• _Work task_:
Print every record exactly, omitting none.

---------- Data for processing ----------

PR #19, opened 2017-10-12
Feature/reactor 28

imcgaunn:
### Description

Add a `configure-unregister-account` function that acts as an inverse of `configure-register-account`, removing the SNS subscription from the ingest function and deleting the environment settings associated with account.

### Acceptance checklist

- [ ] Feedback addressed
- [ ] All tests passed


reactor/database/models/dynamodb/cz_reactor_environments.py
```diff
@@ -74,6 +74,23 @@ def get(self, account_id):
...
+            success (bool): success of delete operation
+        """
+        self._clear_caches()
+        try:
+            self.table.delete_item(Key={'account_id': account_id})
+            return True
+        except botoerr.ClientError as err:
+            logger.debug('Unable to delete env associated with account_id {}: {}'.format(account_id, err))
+            return False
+
```
killthrush: Would log a warning instead on line 91

reactor/database/models/dynamodb/cz_reactor_environments.py
```diff
@@ -74,6 +74,23 @@ def get(self, account_id):
...
+        """ remove the environment associated with account_id. This operation
+        is destructive, and if successful, information for the environment
+        will be removed permanently.
+        Args:
+            account_id (str): aws account id
+        Ret:
+            success (bool): success of delete operation
+        """
+        self._clear_caches()
+        try:
```
killthrush: If `account_id` is an int, will this still work?  If not, should we coerce the type?

reactor/handlers/configure.py
```diff
@@ -236,6 +236,58 @@ def subscribe_reactor_function(account_details, ingest_function, namespace):
...
+        lambda_client: boto3 lambda client.
+
+    Returns:
+        (bool): True if unsubscription is successful, else False.
+    """
+
+    function_name = function_info['FunctionName']
+    function_arn = function_info['FunctionArn']
+
+    topic_subs = sns_client.list_subscriptions_by_topic(TopicArn=sns_arn)['Subscriptions']
```
killthrush: on 261, recommend adding test to say that this is a list of subscriptions

reactor/handlers/configure.py
```diff
@@ -236,6 +236,58 @@ def subscribe_reactor_function(account_details, ingest_function, namespace):
     return True
 
 
+def unsubscribe_reactor_function(sns_arn, function_info, namespace, sns_client, lambda_client):
+    """
+    Given an SNS ARN, function information in the format returned by the boto3 library's
+    Lambda.Client.list_functions method, a reactor namespace and boto3 clients for accessing
+    the necessary services (SNS and lambda), unsubscribes SNS from the reactor's ingest function
+    and removes the policy allowing SNS to invoke it.
+
```
killthrush: OK, so 'function' in this case mainly refers to ingest right?  Given the contents of the code, I might suggest making this more explicit in the args and the docstring.  I don't think it's worth trying to make this generic

reactor/handlers/configure.py
```diff
@@ -236,6 +236,58 @@ def subscribe_reactor_function(account_details, ingest_function, namespace):
...
+    """
+
+    function_name = function_info['FunctionName']
+    function_arn = function_info['FunctionArn']
+
+    topic_subs = sns_client.list_subscriptions_by_topic(TopicArn=sns_arn)['Subscriptions']
+    logger.info('{}'.format(topic_subs))
+    ingest_subs = [s for s in topic_subs
+                   if s['Endpoint'] == function_arn]
+
```
killthrush: Should 267 be a warning?  I can't decide between that and `info`.  Is this a case that really shouldn't happen?

reactor/handlers/configure.py
```diff
@@ -236,6 +236,58 @@ def subscribe_reactor_function(account_details, ingest_function, namespace):
...
+    # If no subscriptions returned, we've already unsubscribed (or it was never subscribed).
+    if not ingest_subs:
+        logger.info('Ingest function is not currently subscribed to sns topic: {}'.format(sns_arn))
+
+    if len(ingest_subs) > 1:
+        logger.warning('ingest function {} subscribed to topic {} multiple times')
+
+    for s in ingest_subs:
+        try:
```
killthrush: 276 probably should be `info` instead of `debug`

reactor/handlers/configure.py
```diff
@@ -236,6 +236,58 @@ def subscribe_reactor_function(account_details, ingest_function, namespace):
...
+            logger.debug('unsubscribed from arn: {}'.format(arn))
+        except botoerr.ClientError as e:
+            logger.warning('unable to subscribe from subscription: {}'.format(arn))
+            return False
+
+        # remove policy allowing SNS to invoke ingest function
+        try:
+            lambda_client.remove_permission(FunctionName=function_name,
+                                            StatementId='cloudzero-reactor-{}'.format(namespace))
+        except botoerr.ClientError as e:
```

----------

• _Solution_:
PR #19, opened 2017-10-12
Feature/reactor 28

imcgaunn:
### Description

Add a `configure-unregister-account` function that acts as an inverse of `configure-register-account`, removing the SNS subscription from the ingest function and deleting the environment settings associated with account.

### Acceptance checklist

- [ ] Feedback addressed
- [ ] All tests passed


reactor/database/models/dynamodb/cz_reactor_environments.py
```diff
@@ -74,6 +74,23 @@ def get(self, account_id):
...
+            success (bool): success of delete operation
+        """
+        self._clear_caches()
+        try:
+            self.table.delete_item(Key={'account_id': account_id})
+            return True
+        except botoerr.ClientError as err:
+            logger.debug('Unable to delete env associated with account_id {}: {}'.format(account_id, err))
+            return False
+
```
killthrush: Would log a warning instead on line 91

reactor/database/models/dynamodb/cz_reactor_environments.py
```diff
@@ -74,6 +74,23 @@ def get(self, account_id):
...
+        """ remove the environment associated with account_id. This operation
+        is destructive, and if successful, information for the environment
+        will be removed permanently.
+        Args:
+            account_id (str): aws account id
+        Ret:
+            success (bool): success of delete operation
+        """
+        self._clear_caches()
+        try:
```
killthrush: If `account_id` is an int, will this still work?  If not, should we coerce the type?

reactor/handlers/configure.py
```diff
@@ -236,6 +236,58 @@ def subscribe_reactor_function(account_details, ingest_function, namespace):
...
+        lambda_client: boto3 lambda client.
+
+    Returns:
+        (bool): True if unsubscription is successful, else False.
+    """
+
+    function_name = function_info['FunctionName']
+    function_arn = function_info['FunctionArn']
+
+    topic_subs = sns_client.list_subscriptions_by_topic(TopicArn=sns_arn)['Subscriptions']
```
killthrush: on 261, recommend adding test to say that this is a list of subscriptions

reactor/handlers/configure.py
```diff
@@ -236,6 +236,58 @@ def subscribe_reactor_function(account_details, ingest_function, namespace):
     return True
 
 
+def unsubscribe_reactor_function(sns_arn, function_info, namespace, sns_client, lambda_client):
+    """
+    Given an SNS ARN, function information in the format returned by the boto3 library's
+    Lambda.Client.list_functions method, a reactor namespace and boto3 clients for accessing
+    the necessary services (SNS and lambda), unsubscribes SNS from the reactor's ingest function
+    and removes the policy allowing SNS to invoke it.
+
```
killthrush: OK, so 'function' in this case mainly refers to ingest right?  Given the contents of the code, I might suggest making this more explicit in the args and the docstring.  I don't think it's worth trying to make this generic

reactor/handlers/configure.py
```diff
@@ -236,6 +236,58 @@ def subscribe_reactor_function(account_details, ingest_function, namespace):
...
+    """
+
+    function_name = function_info['FunctionName']
+    function_arn = function_info['FunctionArn']
+
+    topic_subs = sns_client.list_subscriptions_by_topic(TopicArn=sns_arn)['Subscriptions']
+    logger.info('{}'.format(topic_subs))
+    ingest_subs = [s for s in topic_subs
+                   if s['Endpoint'] == function_arn]
+
```
killthrush: Should 267 be a warning?  I can't decide between that and `info`.  Is this a case that really shouldn't happen?

reactor/handlers/configure.py
```diff
@@ -236,6 +236,58 @@ def subscribe_reactor_function(account_details, ingest_function, namespace):
...
+    # If no subscriptions returned, we've already unsubscribed (or it was never subscribed).
+    if not ingest_subs:
+        logger.info('Ingest function is not currently subscribed to sns topic: {}'.format(sns_arn))
+
+    if len(ingest_subs) > 1:
+        logger.warning('ingest function {} subscribed to topic {} multiple times')
+
+    for s in ingest_subs:
+        try:
```
killthrush: 276 probably should be `info` instead of `debug`

reactor/handlers/configure.py
```diff
@@ -236,6 +236,58 @@ def subscribe_reactor_function(account_details, ingest_function, namespace):
...
+            logger.debug('unsubscribed from arn: {}'.format(arn))
+        except botoerr.ClientError as e:
+            logger.warning('unable to subscribe from subscription: {}'.format(arn))
+            return False
+
+        # remove policy allowing SNS to invoke ingest function
+        try:
+            lambda_client.remove_permission(FunctionName=function_name,
+                                            StatementId='cloudzero-reactor-{}'.format(namespace))
+        except botoerr.ClientError as e:
```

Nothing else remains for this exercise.